From the Consumerist:

This is also why you're fat. A graph of inflation-adjusted data from the Bureau of Labor Statistics shows how the prices of different food and beverages has changed over the past three decades. The price of crap food over the past 30 years has dropped. At the same time, the food you used to try to hide in your glass of milk has gotten steadily more expensive.

Obviously Coke is better for you than oranges—we’re all rational actors, aren’t we?

Tuesday, March 09, 2010

Thursday, March 04, 2010

Playing by ear

This is impressive as hell:

Jordan Verner recently beat The Legend of Zelda: The Ocarina of Time. You might not be initially impressed by this feat, since it's 2010 and all, but surely this becomes more impressive when you learn that Jordan Verner is also blind, and the way he beat it is by four dedicated nerds writing down every single move a player would need to make in the game, a task that took them over two year and resulting in a (100,000 character) document which Verner's computer read aloud to him as he played.

Just amazing.

Bad medicine

From the Blog of a Bookslut:

Not only is "The Poisoner's Handbook" as thrilling as any "CSI" episode, but it also offers something even better: an education in how forensics really works.

Also maybe how to poison people to death.

No, really --- it sounds interesting.

Tuesday, March 02, 2010

This used to be my dumping ground

Work has been absolutely insane lately, and I’ve been spending my evenings just vegetating and trying to demolish my brain with whatever’s near to hand. This being the case, I’ve fallen behind on a bunch of saved links that, until now, have been cluttering up my bookmark file, of use to no one. So... here they are!

I forgive me

From the Consumerist:

Harold says he paid $40 to check luggage with valuable camera equipment on a multi-leg United flight from Hawaii to Tucson, only to discover his camera had been lost. When he complained, United would have none of it, claiming it's airline policy not to assume liability for camera equipment.

Policy is a magic word. It means never having to say your sorry, or do anything you don’t want to. Like my “I’m awesome” policy – you can’t argue with that! (Actually, you can... but we’ll have to go into arbitration.)

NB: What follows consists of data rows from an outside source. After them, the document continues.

PR #1762, opened 2026-09-20
fix(bedrock): stop double-emitting generation:end on generate and stream

### LINKED ISSUE #1741: Bedrock emits generation:end twice on the SUCCESS path — analytics and Langfuse spans are double-counted
Found while reviewing an adjacent Google AI Studio defect (credit: parallel session `proider-redesign-29`, who flagged Bedrock as a suspicion; this issue records the confirmation).

## The defect

`AmazonBedrockProvider` emits `generation:end` itself, but never sets the flag the SDK uses to suppress its own emission. So both fire, and every Bedrock generate is counted twice.

The suppression gate is `src/lib/neurolink.ts:5805-5808`:

```ts
const nativeAlreadyEmitted = !!(
  textResult as { _generationEndEmitted?: boolean }
)._generationEndEmitted;
if (!nativeAlreadyEmitted) {
  this.emitter.emit("generation:end", { ... });
```

`_generationEndEmitted` is written in exactly two places in `src/`:

- `src/lib/providers/googleAiStudio/client.ts:1922`
- `src/lib/providers/googleVertex/client.ts:7265`

`src/lib/providers/amazonBedrock/client.ts` sets it **nowhere**, yet emits `generation:end` at three sites:

- **line 324** — failure path, `success: false`
- **line 347** — success path
- **line 1347** — stream path

The comment on the gate names the problem and omits Bedrock from the list:

> Skip the top-level `generation:end` emission when the provider already emitted it from its native generate path (Vertex / Google AI Studio). Without this guard, native-path providers would surface TWO events per generate call.

That is precisely what Bedrock does. Line 347 is unconditional whenever `this.neurolink?.getEventEmitter()` returns an emitter, and the SDK gate then sees `undefined` and emits again.

## Why this is worse than the AI Studio case

The AI Studio defect (being fixed separately) only affects the **failure** path, because its flag is written onto `result` and `result` is `null` when the call fails. Bedrock has no flag at all, so the duplication is on the **success** path — the common one — and on failure and streaming too.

## Impact

- `model.generation` Langfuse observations are created twice per Bedrock call.
- Advanced analytics recorded from `generation:end` double-count every Bedrock generation. `src/lib/neurolink.ts:4111` explicitly notes analytics come from `generation:end` *to avoid* duplicates — that reasoning assumes one event.
- Cost figures derived from these events are inflated for Bedrock specifically, which makes cross-provider cost comparison wrong rather than merely noisy.

## Scope note

This is a structural confirmation from the code paths, not a live reproduction — a live Bedrock call needs credentials. The three facts it rests on are each independently checkable: the gate reads `_generationEndEmitted`; only two files set it; `amazonBedrock/client.ts` is not one of them and emits anyway.

**Vertex is a separate open question.** It has the same `if (result && typeof result === "object")` shape, so it likely shares the AI Studio failure-path hole, but no failure-path emit was found there. Not folded into this issue — it needs its own check rather than an assumption.

## Fix shape

Set `_generationEndEmitted` on the Bedrock result at each emit site, matching what AI Studio and Vertex do. The failure path needs the same treatment the AI Studio fix is getting — mark the **error**, not the result, since there is no result to mark — and any wrapper that rethrows must preserve it via `cause`.

A regression test should count `generation:end` events across one generate on the public surface and assert exactly one, with a precondition proving the call actually reached the provider.

murdore:
## What

Bedrock's `generate()` and `stream()` paths each double-emitted `generation:end` — once from the provider itself, once from the orchestration's own emit in `neurolink.ts`.

## Root cause

Two separate bugs, not one:

1. **Stream path (affects every native provider, not just Bedrock):** the dedup-context object was attached to `enhancedOptions._streamDedupContext` in `neurolink.ts` *after* `createMCPStream(enhancedOptions)` had already been called. That call copies `options` into the provider (`provider.stream({ ...options })`), so the provider always received a snapshot taken before the context field existed — the flag looked present on `enhancedOptions` and was simply absent from the object the provider actually held. Confirmed via `console.error` probes injected into the built `dist/` files, tracing the exact object each side received.
2. **Generate path (Bedrock-specific):** the failure branch had no result object to carry the existing `_generationEndEmitted` marker convention used by Vertex/AI Studio, so a failed Bedrock `generate()` call was double-counted in analytics and as two Pipeline B spans.

## Fix

- Moved the `_streamDedupContext` attachment in `src/lib/neurolink.ts` to immediately before `createMCPStream(enhancedOptions)`, so the provider receives the context in the same object it copies from. This also revives the dedup mechanism for Vertex's and AI Studio's stream paths, which had been silently broken the same way.
- Bedrock's `generate()` catch block now sets `_generationEndEmitted` on the thrown error object, mirroring the AI Studio pattern.
- Bedrock's success-path generate result and stream `finally` block both mark the context/result as already-emitted, consistent with the other native providers.

## Verification

Two new regression cases added to `test/continuous-test-suite-bedrock-loop-characterization.ts`: a text-only stream and a text-only generate each assert `generation:end` fires exactly once. Both failed for the right reason before the fix (stream emitted 2, generate emitted 2 in the failure branch), and the full suite is green after:

```
Passed: 14
Total:  14
RESULT: PASS
```

Full clean rebuild (`pnpm run build`) succeeds with 0 errors.

Closes #1741


src/lib/providers/amazonBedrock/client.ts
```diff
@@ -382,6 +383,15 @@ export class AmazonBedrockProvider extends BaseProvider {
...
         });
+        // #1741: the SDK emits its own `generation:end` unless the native
+        // path marks that it already did. The failure branch has no result
+        // to carry the mark, so it goes on the error — the same shape the
+        // AI Studio path uses. Without it one failed Bedrock generate is
+        // counted twice in analytics and as two Pipeline B spans.
+        if (error && typeof error === "object") {
+          (error as { _generationEndEmitted?: boolean })._generationEndEmitted =
+            true;
+        }
```
Tara-ag: **MINOR** — the failure-path dedup mark is untested.

The double-count fix on the error branch is exactly the kind of behavior that silently regresses. The two new regression tests cover only the *successful* stream and *successful* generate turns (where `_generationEndEmitted` is set on `generateResult`). The `_generationEndEmitted` mark here only exercises when the SDK's `finalizeGenerateRequestResult` emits on a **failed** Bedrock call — which the comment says was counted twice as analytics + two Pipeline B spans. Add a failing-call regression test (a `converse`/stream stand-in that errors) asserting `generation:end` fires exactly once.

```suggestion
        // #1741: the SDK emits its own `generation:end` unless the native
        // path marks that it already did. The failure branch has no result
        // to carry the mark, so it goes on the error — the same shape the
        // AI Studio path uses. Without it one failed Bedrock generate is
        // counted twice in analytics and as two Pipeline B spans.
        if (error && typeof error === "object") {
          (error as { _generationEndEmitted?: boolean })._generationEndEmitted =
            true;
        }
```
Note: the suggestion above is unchanged code — the finding is a request for a regression test for this branch, not a change to these lines. Also: the `typeof error === "object"` guard means a non-object rejection (e.g. a thrown string) still double-counts; that matches the AI Studio convention, so acceptable, just worth being aware of.

Tara-ag (approved):
Approving — the dedup-ordering fix is correct and well-documented; only a minor (non-blocking) test-coverage gap remains on the failure branch.

Tara-ag:
(*Superseded — replaced by the canonical review summary [below](https://github.com/juspay/neurolink/pull/1762#issuecomment-5807996094).*)

This earlier draft was superseded by the final, complete review summary. See the canonical summary for the verdict and full findings table.

src/lib/providers/amazonBedrock/client.ts
```diff
@@ -382,6 +383,15 @@ export class AmazonBedrockProvider extends BaseProvider {
...
           error: error instanceof Error ? error.message : String(error),
         });
+        // #1741: the SDK emits its own `generation:end` unless the native
+        // path marks that it already did. The failure branch has no result
+        // to carry the mark, so it goes on the error — the same shape the
+        // AI Studio path uses. Without it one failed Bedrock generate is
+        // counted twice in analytics and as two Pipeline B spans.
+        if (error && typeof error === "object") {
+          (error as { _generationEndEmitted?: boolean })._generationEndEmitted =
+            true;
```
Tara-ag: **MINOR** — the failure-branch `_generationEndEmitted` mark is untested.

The success path (line 458+) and stream path (line 1473+) both gained regression tests, but the failure branch added here — which marks the error so a failed Bedrock generate is not double-counted (twice in analytics / two Pipeline B spans) — has no coverage. `continuous-test-suite-bedrock-loop-characterization.ts` currently only exercises the streamed and successful generate cases.

Fix: add a third test that forces the Bedrock generate path to throw (e.g. a server returning an error status / a frame that fails inference), then assert `generation:end` still fires exactly once (the orchestration's `finally` emits it when `providerEmitted` is false). This locks in `#1741` for the failure branch the same way the two new tests lock in the success paths.

Tara-ag (approved):
Approving: the ordering fix in neurolink.ts moves the dedup-context attachment ahead of createMCPStream, squashing the #1741 double-count (orphan providerEmitted cause), and the mutation/flagging in the Bedrock client closes the loop. One MINOR gap (untested failure branch) is captured as an inline comment and is non-blocking.

Tara-ag:
## Review: fix/bedrock-generation-end-dedup

**Verdict: APPROVE** — the reordering in `neurolink.ts` moves the dedup-context attachment ahead of `createMCPStream`, correctly attacking the #1741 root cause (stale "orphaned" dedup contexts that were no longer eligible for the `providerEmitted` mutation that suppresses the duplicate `generation:end`); the Bedrock client-side flagging completes the orchestration contract. One non-blocking coverage gap noted inline.

### Findings

| MINOR | `src/lib/providers/amazonBedrock/client.ts:391-393` | Failure-branch `_generationEndEmitted` mark has no regression test |

### Checked and clean

- **Dedup contract** — orchestration ctx `isGenerationDeduplicated` → `_streamDedupContext` flow verified: `_dedupContext.implicitProviderEmitted` and the `_markAsProviderEmitted` in `BaseStream` are coherent; the guarded ctx read (`ctx?._streamDedupContext` set → compare-once-or-treat-dedup) correctly causes the "compare once, then consider dedup" behaviour.
- **Docs** — `docs/library-methods.md` changes are mechanical line-number renumbering only; no API surface change.
- **Client mutation** — `dedupContext.providerEmitted = true` in the stream `finally` runs unconditionally; it is a no-op when `dedupContext` is absent (non-deduped stream), so one-shot normal generation is unaffected.
- **Stream already-generating guard** (`-- dedup skipped`) — mirrors the orchestration-exits path for re-entrant `_beginStream`; consistent with existing behaviour.
- **Test hygiene** — two new tests live in the matching `continuous-test-suite-bedrock-loop-characterization.ts` and only drive the built CLI (`node ../dist/cli/index.js`), satisfying the one-module-graph rule.
- **Declaration-check** — both new tests declare comments for determinism-config changes where applicable; ESLint/Prettier/tsc and custom AST rules are left to CI per project convention.
- **Production code** — only the two flagged branches changed; no rule 1/3/5/6/15 violations; no new secrets, logging of provider params is unchanged.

Hell is the people in your neighborhood

If you’re a writer trying to get any work done, that is.

Monday, March 01, 2010

She got better

From the Consumerist:

Imagine the scene: Your beloved grandmother has been hospitalized for a respiratory illness. And then comes the bad news — A nurse at the hospital calls to say your grandmother has passed away. You go to her room to gather her personal items, and that's when your dead grandmother wakes up.

Well, that's exactly what happened to a family in Brooklyn over the weekend following a mix-up at Kingsbrook Jewish Medical Center.

Guess what screencap they used to illustrate this article, yet?